*** Opening INFORMATION ***
PR #978, opened 2026-07-06
refactor(py-sdk): remove `routes` and `schemas` args from `Client`

### LINKED ISSUE #908: [SDK] Review custom filters
### Summary

Custom filters work is complete in both SDKs but unmerged. Billy gives a final review before a new SDK version ships.

### Acceptance criteria

- [x] Custom filters changes reviewed

widal001:
### Summary

Removes the `routes` and `schemas` arguments from the `Client` to make `Plugin.get_client()` the single correct pattern for getting a `Client` that has been scoped with a plugin's custom filters and custom fields.

- Fixes #908 
- Time to review: 3 minutes

- Removes `routes` and `schemas` from the `Client` args, to avoid confusing SDK consumers about if/when they should use those params vs. `plugin.get_client()`
- Adds `Client._bind_routes()` and `Client._bind_schemas()` to replace `Client` args as the mechanism for adding runtime scoping and IDE-level type inference for custom fields and filters.
- Enforces type checking on `examples/` and fixes one other pyright issue on `examples/custom_filters.py`

There were a few main motivations for this change:

1. The previous pattern introduced a few potential error scenarios that this refactor removes:
    1. If an SDK consumer passes in `routes` with the wrong type annotation, e.g. `Plugin[Any]` they'll get a pyright error when they pass valid filters into `search()`
    2. Even if an SDK consumer passes `routes` and `schemas` into `Client` correctly, the responses won't get properly typed with custom fields.
2. We want to avoid confusing SDK consumers who aren't using or creating plugins, since `routes` and `schemas` are only relevant in the context of customizing the client's default behavior, which is better handled through plugins.
3. We also want to avoid confusing Plugin consumers, who should only have one correct way of accessing a scoped client, per [the Zen of Python](https://peps.python.org/pep-0020/)

This is one of the errors plugin consumers can get when they use `Client(routes=...)` instead of `plugin.get_client()`

Screenshot 2026-07-06 at 9 28 28 AM

Switching to `plugin.get_client()` fixes this error.

Screenshot 2026-07-06 at 11 24 48 AM

### DIFF
--- a/lib/python-sdk/examples/custom_filters.py
+++ b/lib/python-sdk/examples/custom_filters.py
@@ -54,7 +54,7 @@ class OppSearchFilters(OpportunityFilters, total=False):
     fundingProgram: StringComparison
 
 
-routes: PluginRoutes = PluginRoutes(
+routes: PluginRoutes[OppSearchFilters] = PluginRoutes(
     opportunities=ResourceRoutes(search=OppSearchFilters)
 )
 
--- a/lib/python-sdk/common_grants_sdk/client/client.py
+++ b/lib/python-sdk/common_grants_sdk/client/client.py
@@ -1,11 +1,12 @@
 """HTTP client for the CommonGrants API.
 
 ``BaseClient`` is the transport plumbing (auth headers, paginated GET/POST). The
-generic ``Client`` layers the typed resource facade on top: it binds a plugin's
-route filters (``FiltersT``) and Opportunity schema (``ItemT``) so
+generic ``Client`` layers the typed resource facade on top. Scope it to a plugin
+with ``plugin.get_client(...)``: that binds the plugin's route filters
+(``FiltersT``) and Opportunity schema (``ItemT``) so
 ``client.opportunities.search(filters=...)`` is typed and responses parse with the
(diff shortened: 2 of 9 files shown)


lib/python-sdk/examples/custom_filters.py
```diff
@@ -54,7 +54,7 @@ class OppSearchFilters(OpportunityFilters, total=False):
     fundingProgram: StringComparison
 
 
-routes: PluginRoutes = PluginRoutes(
```
widal001, line 57: This fixes another pyright issue. The previous version widened the `PluginRoutes` types to the default `OppFilters` rather than using `OppSearchFilters`

SnowboardTechie (approved):
Nice work, this reads clean.

One small non-blocking thing: two docstrings didn't catch up with the move. The `client.py` module docstring still offers "Construct one directly, or via `plugin.get_client(...)`" as equivalent paths, and `_registered_filter_models` in `extensions/filters.py` still says `validate_routes` is "run at `Client` construction". Fine as a fast-follow if you'd rather land this as is.

Approving.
*** Closing INFORMATION ***
- TASK
Copy out the entries above exactly as given, starting at the top and ending with the line containing "2. Even if an"; include both and nothing more.

- ANSWER TO THIS EXERCISE
PR #978, opened 2026-07-06
refactor(py-sdk): remove `routes` and `schemas` args from `Client`

### LINKED ISSUE #908: [SDK] Review custom filters
### Summary

Custom filters work is complete in both SDKs but unmerged. Billy gives a final review before a new SDK version ships.

### Acceptance criteria

- [x] Custom filters changes reviewed

widal001:
### Summary

Removes the `routes` and `schemas` arguments from the `Client` to make `Plugin.get_client()` the single correct pattern for getting a `Client` that has been scoped with a plugin's custom filters and custom fields.

- Fixes #908 
- Time to review: 3 minutes

- Removes `routes` and `schemas` from the `Client` args, to avoid confusing SDK consumers about if/when they should use those params vs. `plugin.get_client()`
- Adds `Client._bind_routes()` and `Client._bind_schemas()` to replace `Client` args as the mechanism for adding runtime scoping and IDE-level type inference for custom fields and filters.
- Enforces type checking on `examples/` and fixes one other pyright issue on `examples/custom_filters.py`

There were a few main motivations for this change:

1. The previous pattern introduced a few potential error scenarios that this refactor removes:
    1. If an SDK consumer passes in `routes` with the wrong type annotation, e.g. `Plugin[Any]` they'll get a pyright error when they pass valid filters into `search()`
    2. Even if an SDK consumer passes `routes` and `schemas` into `Client` correctly, the responses won't get properly typed with custom fields.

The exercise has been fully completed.